A crucial mission of the Foundation for Public Affairs, for example, is to better develop the workforce of the future, building a pipeline for more diverse and inclusive teams. “Programs like College to Congress, which the Council is partnering with, and others like it provide economically disadvantaged youth the opportunity to get to Washington simply by virtue of their smarts, ambition and zest for the work, rather than what political connections they may have,” says Slone.

By diversity, Slone also means making “a serious effort to draw not just from traditional pools of public affairs talent such as Capitol Hill or traditional public policy academic programs, but also from business schools. Our profession needs a much higher level of business acumen, which will do more than equip us in our traditional roles as advocates for the companies we represent. With a better understanding of business, we should also be able to identify opportunities for strategic growth for these companies. We want to go beyond just risk mitigation and being effective lobbyists on core issues, however vital those are; we want to be part of our organizations’ transformational change. We want to help drive growth and enhance market competitiveness through public policy and stakeholder engagement. This means developing a better talent pipeline into business schools. In fact, I believe the Council is well positioned to help develop curriculum offerings. We should also be able to offer case studies on par with those used from the Harvard Business School simply by virtue of the real-world engagements we have every day.”

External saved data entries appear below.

Issue #354, opened 2025-06-23
✨ Make environment variables write only


holbrookab-bond:
### What functionality would you like to see?

Hi @dglsparsons , per the other issue, I started playing around with the idea of making the environment variables write only in terraform side, to limit the state writing of the values in the code.  This would require a plugin upgrade.

Feel free to take a look at:
https://github.com/holbrookab-bond/terraform-provider-vercel/pull/1

Implementation details:
* Terraform doesn't support WriteOnly in Sets, so I made this a Map (to avoid sorting issues).  Note: this would break the existing provider.
* If an environment variable's value is updated, the *entire* resource must be destroyed.  Per my research it doesn't appear you can just do an update.
* I started touching the regular environment variable, but decided to focus on the main environment variables plural one.
* I haven't looked at other resources that may need updates like this.

This is *not* ready for a PR for you (I've made no real changes to documentation or tests), but thought you'd like to see and react to it.

Thanks!

holbrookab-bond:
I mean, Terraform supports "lists", just not sets.   That just means you need to support the state management I guess of sorting the list.

> it's perfectly valid for the same environment key to appear multiple times (e.g. once per environment).
Testing on my test Vercel project, though, you could just have multiple environment variable resources linked to the same project.  It handles it fine, I think because each environment variable addition will get a unique ID tied to it?

<img width="934" alt="Image" src="https://github.com/user-attachments/assets/8e33e345-dccc-4174-910b-19ea15bf38e8" />

Came from
```
# Example: Add environment variables to test your drift detection
resource "vercel_project_environment_variables" "test" {
  project_id = data.vercel_project.my_repo.id
  variables = {
    "TEST_VAR" = {
      value  = "hello"
      target = ["production", "preview"]
    },
    "SECRET_VAR" = {
      value     = "my super secret"
      sensitive = true
      target    = ["production"]
    }
  }
}

resource "vercel_project_environment_variables" "test2" {
  project_id = data.vercel_project.my_repo.id
  variables = {
    "TEST_VAR" = {
      value  = "world"
      target = ["development"]
    },
    "ANOTHER_TEST" = {
      value  = "hello again"
      target = ["development"]
    },
    "SECRET_VAR" = {
      value     = "secret_valuez"
      sensitive = true
      target    = ["preview"]
    }
  }
}
```

dglsparsons:
haha, yeah, that's fair. A very weird caveat to work around though, and hard to document.

[...]

PR #417, opened 2025-11-29
feat: write-only values support for resource.project_environment_variable

corey-livepeer:
This is an implementation of https://github.com/vercel/terraform-provider-vercel/issues/354

Because Terraform does not allow nested write-only values in sets, that would lead to a breaking change of `resource.project_environment_variables` to convert it from sets to maps.

Instead, I simply added a new `values_wo` field ([as recommended by Terraform](https://developer.hashicorp.com/terraform/language/manage-sensitive-data/ephemeral#write-only-arguments), see [aws_ssm_parameter](https://registry.terraform.io/providers/hashicorp/aws/latest/docs/resources/ssm_parameter#value_wo-1) as an example) to `resource.project_environment_variable`, and validation checks to ensure only one of `value` or `value_wo` is used.

Docs were updated by running `task docs`


corey-livepeer:
@dglsparsons is this a good start to adding write-only support?

kokolight:
can we prioritize this? this is very important to make a secure variable creation in Vercel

Working to develop the workforce of the future is one of four priorities that Slone wants the Council to focus on, as it looks toward the profession’s next decades. The other three priorities include:

  • Promoting the role of public affairs in corporate and association strategy and business development so that C-suite leaders — and future leaders — understand its value in driving outcomes.
  • Growing the Council’s digital advocacy programs and audiences in both the U.S. and Europe.
  • Helping members respond to rising public expectations for corporate engagement in social issues.

“Pete’s vision for the Council’s future, not just for the coming year but for the coming generation, is compelling and inspirational,” says Council President Doug Pinkham. “We’re honored that he is taking the reins of leadership here. His background and experience position us to move forward on a number of fronts, and it should be an exciting time for us and for our members.”

Slone remembers when Art Collins, former CEO of Medtronic, was coming to the end of his career with the medical device company. “Art gave us miniature rocking chairs, which I still have on my desk, to remind us to reflect on the time when we’d retire,” Slone recalls. “He wanted us to ask ourselves what difference we would have made in our careers, what our legacy would be, and in what ways, if any, we would leave our organization or our profession better than they were when we began our work. I like to think my time as Council chair will be an opportunity to leave some mark and to make a significant contribution to the public affairs profession. That, anyway, is my hope.”

During the Fall Board Meeting, the Council’s new Board of Directors and Executive Committee were sworn in.